### Exercise details:
Without omitting anything, write out the listing below precisely.

═════ Information shown ═════

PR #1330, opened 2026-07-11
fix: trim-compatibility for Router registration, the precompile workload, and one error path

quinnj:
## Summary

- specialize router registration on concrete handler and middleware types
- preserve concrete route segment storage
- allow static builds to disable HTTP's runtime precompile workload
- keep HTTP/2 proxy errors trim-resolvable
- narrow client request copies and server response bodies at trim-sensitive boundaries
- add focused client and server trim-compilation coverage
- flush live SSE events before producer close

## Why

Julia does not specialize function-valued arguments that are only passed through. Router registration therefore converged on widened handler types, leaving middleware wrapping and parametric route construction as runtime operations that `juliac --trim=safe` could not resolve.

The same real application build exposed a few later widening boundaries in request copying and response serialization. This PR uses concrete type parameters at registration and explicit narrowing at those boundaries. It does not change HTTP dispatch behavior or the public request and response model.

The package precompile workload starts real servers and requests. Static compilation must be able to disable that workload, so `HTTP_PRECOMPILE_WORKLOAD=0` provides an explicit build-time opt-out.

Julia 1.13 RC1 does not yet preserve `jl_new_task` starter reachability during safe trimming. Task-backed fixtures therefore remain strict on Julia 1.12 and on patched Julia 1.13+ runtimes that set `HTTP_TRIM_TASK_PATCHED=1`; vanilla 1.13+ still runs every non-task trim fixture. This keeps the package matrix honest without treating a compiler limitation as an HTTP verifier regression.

═════

### Problem solution:
PR #1330, opened 2026-07-11
fix: trim-compatibility for Router registration, the precompile workload, and one error path

quinnj:
## Summary

- specialize router registration on concrete handler and middleware types
- preserve concrete route segment storage
- allow static builds to disable HTTP's runtime precompile workload
- keep HTTP/2 proxy errors trim-resolvable
- narrow client request copies and server response bodies at trim-sensitive boundaries
- add focused client and server trim-compilation coverage
- flush live SSE events before producer close

## Why

Julia does not specialize function-valued arguments that are only passed through. Router registration therefore converged on widened handler types, leaving middleware wrapping and parametric route construction as runtime operations that `juliac --trim=safe` could not resolve.

The same real application build exposed a few later widening boundaries in request copying and response serialization. This PR uses concrete type parameters at registration and explicit narrowing at those boundaries. It does not change HTTP dispatch behavior or the public request and response model.

The package precompile workload starts real servers and requests. Static compilation must be able to disable that workload, so `HTTP_PRECOMPILE_WORKLOAD=0` provides an explicit build-time opt-out.

Julia 1.13 RC1 does not yet preserve `jl_new_task` starter reachability during safe trimming. Task-backed fixtures therefore remain strict on Julia 1.12 and on patched Julia 1.13+ runtimes that set `HTTP_TRIM_TASK_PATCHED=1`; vanilla 1.13+ still runs every non-task trim fixture. This keeps the package matrix honest without treating a compiler limitation as an HTTP verifier regression.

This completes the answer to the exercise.